How does it equal -1/12? So all my friends keep telling me that if you add up all the numbers from 1 to infinity, (1+2+3+4...) then the answer is -1/12. They showed me this proof with infinite sums, but I didn't understand it, so all I'm asking is does it really equal -1/12?
 A: It doesn't.  there's a function called the reimann zeta function.  It has a complicated definition but $\zeta (s) $ will equal $1/1^s + 1/2^s + 1/3^s+... $ IF that expression has a value.  If that expression does not have a value $\zeta (s) $ will have a different value.
As it turns out $\zeta (-1) = -1/12$.  Now IF 1+2+3+... converged (it doesn't obviously but if it did) then it would have to be that 1+2+3+... = $\zeta (-1)=-1/12$.  But 1+2+3+... DOESN'T converge so this is utterly irrelevant and meaningless.

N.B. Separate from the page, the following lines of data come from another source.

PR #1154, opened 2022-09-07
Rework Software "Administration" tab information architecture

jwitz:
After some extended time with the "Administration" tab in production, it's clear that there's some improvements we can make to how it's organized. The docs in each of the setup/ management/ deployment management tabs are too diverse to be grouped like they are, so you really have to do some digging if you're navigating docs purely from the sidebar. 

I'm proposing that have a more topic-based approach that makes it easier to find docs if you already know what you're looking for.

@cmarteepants Is this a step in the right direction? And more specifically:
- Do you think "Manage Resources" is scoped correctly?
- Should `export-task-logs` and `logs-to-s3` be in Observability or an Administrative topic? They are definitely administrative tasks, but I could also see keeping them in Observability because that's where the average person might expect to find that information.

### DIFF
--- a/sidebarsSoftware.js
+++ b/sidebarsSoftware.js
@@ -42,18 +42,10 @@ module.exports = {
       'kubernetes-executor',
         ],
       },
+      'deploy-cli',
       'cli-podman',
       'upgrade-astro-cli',
     ],
-    },
-    {
-      type: 'category',
-      label: 'Deploy',
-      items: [
-      'deploy-cli',
-      'configure-deployment',
-      'environment-variables',
-      ],
     },
     {
       type: 'category',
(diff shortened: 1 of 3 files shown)


kwcanuck (approved):

cmarteepants (approved):
Wow, this is great!

> Do you think "Manage Resources" is scoped correctly?
Yes

> Should export-task-logs and logs-to-s3 be in Observability or an Administrative topic? 
Good point. Let's do Observability then.

sidebarsSoftware.js
```diff
@@ -69,43 +62,57 @@ module.exports = {
...
-        'apply-platform-config',
+          'configure-deployment',
+          'environment-variables',
+          ],
+        },
+        {
+        type: 'category',
+        label: 'CI/CD and automation',
+        items: [
+        'ci-cd.md',
```
jwitz, line 87:
```suggestion
        'ci-cd',
```

Issue #1157, opened 2022-09-07
Add packages installed by `astronomer-providers` to Runtime architecture docs


jwitz:
**Affected Document:** https://docs.astronomer.io/astro/runtime-image-architecture

**Problem Type (Priority):**

- [ ] Error (Critical): This document has existing information that's incorrect and prevents readers from completing the documented setup (Add the `error/critical` label to this issue)
- [X] Misleading (Important): This document could benefit from additional context, guidance, or clarity (Add the `error/FYI` label to this issue)
- [ ] Typo (Low): Any issue related to spelling/ punctuation/ formatting (Add the `error/typo` label to this issue)

**Suggested Change (include links to relevant existing docs, support tickets, messages, or external content):** `astronomer-providers` installs other OSS packages that we don't document as part of the default Runtime package collection. We should document these and any considerations that arise from them being installed as part of  `astronomer-providers`

**Additional Notes:**

PR #1166, opened 2022-09-08
Add provider packages installed with `astronomer-providers`

jwitz:
Resolves https://github.com/astronomer/docs/issues/1157

@jedcunningham Do we need to add any note about the packages if they're installed through `astronomer-providers`? Is there a functional difference, or is this identical to installing them at the base level of the image?


kwcanuck (approved):

jedcunningham:
There is no functional difference. We might entertain explicitly installing these though, that way if astronomer providers stops installing them down the road we still will.

PR #1172, opened 2022-09-09
Update install-aws.md

dnarain-astro:
The URL for the status page is incorrect


kwcanuck (approved):
Good catch! Verified it's correct in the other reference docs.

PR #1179, opened 2022-09-12
adding advisiory not to upgrade to 0.30 directly

nandlalyadav57:
adding note or advisory not to upgrade to 0.30 directly


jwitz:
Hi @nandlalyadav57, thank you for the addition! I think we have this detail covered in https://github.com/astronomer/docs/pull/1152, so I am going to close this PR for now. If we need more direct advice for 0.30 in the future, we an add this back in then.

PR #1205, opened 2022-09-14
Update install-gcp-standard.md

magdagultekin:
Can't create a secret like shown in the docs - without the `" "`, getting an error:

```
zsh: no matches found: --from-literal=connection=smtp://UUU:PPP@email-smtp.us-east-1.amazonaws.com/?requireTLS=true
```


jwitz (approved):
Thank you @magdagultekin ! I assume this applies to all clouds, so hopped in here and made the same change to AWS and Azure

PR #1217, opened 2022-09-16
DataDog Metrics Refinement

stuart23:
There was a spelling mistake added in the last PR on this document.

I also think logically, the explanation what gets launched during the setup should come before the steps to confirm - but I'm ok if the setup>confirm>explain flow is still preferred.


howardyoo (approved):
I actually like the new proposed order compared to the previous one. When I read it, it gives me a better flow of thoughts of what's happening on each step, rather than explaining everything at the end, so would like to approve it.

jwitz (approved):
LGTM! Thanks for the refinement @stuart23

Issue #1227, opened 2022-09-20
Retire "Known limitations" doc


jwitz:
Let's disperse the info on Known Limitations into the docs where it's actually relevant

Issue #1224, opened 2022-09-20
Create Astro Runtime menu for Astro


jwitz:
We have enough Runtime docs that we should have a top level "Astro Runtime" menu. Currently, they are all in reference. The menu would have 

- Image architecture
- Maintenance policy
- Upgrade Runtime (This is also in "Develop" but I think we can have a duplicate of it here)

PR #1228, opened 2022-09-20
Update Astro product IA

jwitz:
Resolves https://github.com/astronomer/docs/issues/1227
Resolves https://github.com/astronomer/docs/issues/1224

Two comments for this PR:

- I'm playing with the idea of having Runtime docs in multiple menus (Release notes is in both the Runtime and the Release Notes menus now)
- I couldn't find an appropriate home for the limitation about the Celery executor.. we might need our "Migrate DAGs" doc for that one.


kwcanuck (approved):

paolaperaza (changes requested):
Hey Jake -- let's chat about this quick before you merge. From the top, I'm seeing a redundancy in `Astro Runtime` being the name of release notes and the name of the top-level menu:

image

We need to either:
- Get rid of `Release Notes` as a top-level navigation
- Not include Astro Runtime release notes in the Astro Runtime menu

I'm actually not super convinced we _need_ an Astro Runtime menu? Anything wrong with keeping these docs in `Reference` (which I agree, we should clean up)

sidebarsAstro.js
```diff
@@ -77,6 +77,16 @@ module.exports = {
         'airflow-alerts',
       ],
     },
+    {
+      type: 'category',
+      label: 'Astro Runtime',
+      items: [
+        'upgrade-runtime',
+        'runtime-image-architecture',
+        'runtime-release-notes',
```
jwitz, line 86:
```suggestion
```

sidebarsAstro.js
```diff
@@ -77,6 +77,15 @@ module.exports = {
...
     },
+    {
+      type: 'category',
+      label: 'Astro Runtime',
+      items: [
+        'upgrade-runtime',
+        'runtime-image-architecture',
+        'runtime-version-lifecycle-policy',
+      ],
+    },
```
jwitz, line 88:
```suggestion
```

sidebarsAstro.js
```diff
@@ -129,9 +138,6 @@ module.exports = {
       type: 'category',
       label: 'Reference',
       items: [
-        'known-limitations',
-        'runtime-image-architecture',
-        'runtime-version-lifecycle-policy',
         'astro-support',
```
jwitz, line 141:
```suggestion
        'astro-support',
        {
          type: 'category',
          label: 'Astro Runtime',
          items: [
          'runtime-image-architecture',
          'runtime-version-lifecycle-policy',
          ],
      },
```

jwitz:
@paolaperaza I was mainly trying to replicate what we had on Software, where we have both an AC and a Runtime menu. Maybe a compromise would be to have a Runtime submenu in the Reference menu? I've implemented that idea here.

paolaperaza (approved):

paolaperaza:
@jwitz Should we add a redirect from known-limitations to Astro home?

PR #1236, opened 2022-09-21
Remove reference to Runtime features that are Astro only

ashb:
These bullet points are astro only, and aren't activated when Runtime is used in Software.

I'm not sure if this page is "shared" between Astro and Software or meant to be for Software only (which is what I took from the URL of it)


jwitz:
Thanks for the PR @ashb , I jumped in and made some other changes to make the doc more Software specific. Once @kwcanuck or @paolaperaza approves I'll get this merged and push the changes to earlier versions of the doc.

cmarteepants (approved):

Here's an analogy.  It's a different result but it's a similar idea:
Let $N_x = 1 + x + x^2 + x^3 + ....$.  To cut to the chase, if $-1 < x < 1$ then $N_x = \frac 1{1 - x}$.  This is because $(1 - x)(1 + x + x^2 + x^3 + ...) = (1 + x + x^2 + x^3 + ...) - (x + x^2 + x^3 + x^4 + ...) = 1$.
So, for example $N_{1/2} = 1 + 1/2 + 1/4 + 1/8 + .... = 2 = \frac 1{1 - 1/2}$.  And $N_{-1/2} = 1 - 1/2 + 1/4 - 1/8 + 1/16 - 1/32 + ... = \frac 1{1-(-1/2)} = \frac 2 3$.  
Neat, huh?
But does that mean $N_{-1} = 1 -1 + 1 - 1 + 1 - 1 + .... = \frac 1{1-(-1)} = 1/2$?  Or that $N_{2} = 1 + 2^2 + 2^3 + 2^4 + .... = \frac 1{1-2} = -1$?
Obviously not.  Why not?  Well, because when we said $(1 - x)(1 + x + x^2 + x^3 + ...) = (1 + x + x^2 + x^3 + ...) - (x + x^2 + x^3 + x^4 + ...) = 1$, we were assuming $(1 + x + x^2 + x^3 + ...)$ converges to a meaningful value.  It does converge to a meaningful value if $-1 < x < 1$ and if so then everything we said was true.  But if $|x| \ge 1$ then $(1 + x + x^2 + x^3 + ...)$ doesn't converge to a meaningful value and nothing we said makes any sense. 
So it's the same thing with $1 + 2 + 3 + 4 + ....$.  IF $1 + 2^{-s} + 3^{-s} + ....$ equals anything than that thing equals $\zeta(s)$.  But $1 + 2^1 + 3^1 + ...$ doesn't equal anything.  So it doesn't equal $\zeta(-1) = -1/12$.
A: The "usual" sum of this series is $\infty$, since
$$ \sum_{j=1}^\infty j = \lim_{m \to \infty} \sum_{j=1}^m j = \lim_{m \to \infty} \frac{m(m+1)}{2} = \infty
$$
Your friend is talking about Ramanujan summation, which gives finite values to some divergent series. Don't get mislead by Numberphile!
The Ramanujan sum of $\sum_{j=1}^\infty j$ corresponds to $\zeta(-1)$, where $\zeta$ is the Riemann $\zeta$ function
$$ \zeta(z) = \sum_{j=1}^\infty \frac{1}{z^j} \qquad (\Re (z) > 1)
$$
analytically continued to the entire complex plane except for $1$.